**SUPPLIED ENTRIES**
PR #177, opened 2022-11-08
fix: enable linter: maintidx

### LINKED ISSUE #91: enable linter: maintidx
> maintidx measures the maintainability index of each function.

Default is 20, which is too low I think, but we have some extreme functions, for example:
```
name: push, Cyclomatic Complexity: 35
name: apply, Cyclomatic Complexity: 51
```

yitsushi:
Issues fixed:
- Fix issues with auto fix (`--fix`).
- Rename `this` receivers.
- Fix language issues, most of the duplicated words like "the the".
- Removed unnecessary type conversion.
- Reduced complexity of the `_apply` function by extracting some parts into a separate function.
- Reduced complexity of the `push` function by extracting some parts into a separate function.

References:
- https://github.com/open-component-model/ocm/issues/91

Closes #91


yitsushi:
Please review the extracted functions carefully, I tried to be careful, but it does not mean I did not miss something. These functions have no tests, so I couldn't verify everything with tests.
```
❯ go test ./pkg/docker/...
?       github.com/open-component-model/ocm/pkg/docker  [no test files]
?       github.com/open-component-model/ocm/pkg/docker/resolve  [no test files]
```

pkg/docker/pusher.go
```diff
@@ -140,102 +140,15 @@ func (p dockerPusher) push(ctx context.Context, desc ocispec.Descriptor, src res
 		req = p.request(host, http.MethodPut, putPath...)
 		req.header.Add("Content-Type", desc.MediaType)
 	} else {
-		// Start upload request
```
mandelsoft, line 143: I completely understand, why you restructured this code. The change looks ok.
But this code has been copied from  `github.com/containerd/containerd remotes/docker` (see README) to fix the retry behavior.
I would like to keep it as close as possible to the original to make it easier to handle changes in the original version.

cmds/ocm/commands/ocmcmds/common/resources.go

**ABOUT THIS TASK**
Leaving nothing out, print each line above exactly.

**RESULT FOR THIS TASK**
PR #177, opened 2022-11-08
fix: enable linter: maintidx

### LINKED ISSUE #91: enable linter: maintidx
> maintidx measures the maintainability index of each function.

Default is 20, which is too low I think, but we have some extreme functions, for example:
```
name: push, Cyclomatic Complexity: 35
name: apply, Cyclomatic Complexity: 51
```

yitsushi:
Issues fixed:
- Fix issues with auto fix (`--fix`).
- Rename `this` receivers.
- Fix language issues, most of the duplicated words like "the the".
- Removed unnecessary type conversion.
- Reduced complexity of the `_apply` function by extracting some parts into a separate function.
- Reduced complexity of the `push` function by extracting some parts into a separate function.

References:
- https://github.com/open-component-model/ocm/issues/91

Closes #91


yitsushi:
Please review the extracted functions carefully, I tried to be careful, but it does not mean I did not miss something. These functions have no tests, so I couldn't verify everything with tests.
```
❯ go test ./pkg/docker/...
?       github.com/open-component-model/ocm/pkg/docker  [no test files]
?       github.com/open-component-model/ocm/pkg/docker/resolve  [no test files]
```

pkg/docker/pusher.go
```diff
@@ -140,102 +140,15 @@ func (p dockerPusher) push(ctx context.Context, desc ocispec.Descriptor, src res
 		req = p.request(host, http.MethodPut, putPath...)
 		req.header.Add("Content-Type", desc.MediaType)
 	} else {
-		// Start upload request
```
mandelsoft, line 143: I completely understand, why you restructured this code. The change looks ok.
But this code has been copied from  `github.com/containerd/containerd remotes/docker` (see README) to fix the retry behavior.
I would like to keep it as close as possible to the original to make it easier to handle changes in the original version.

cmds/ocm/commands/ocmcmds/common/resources.go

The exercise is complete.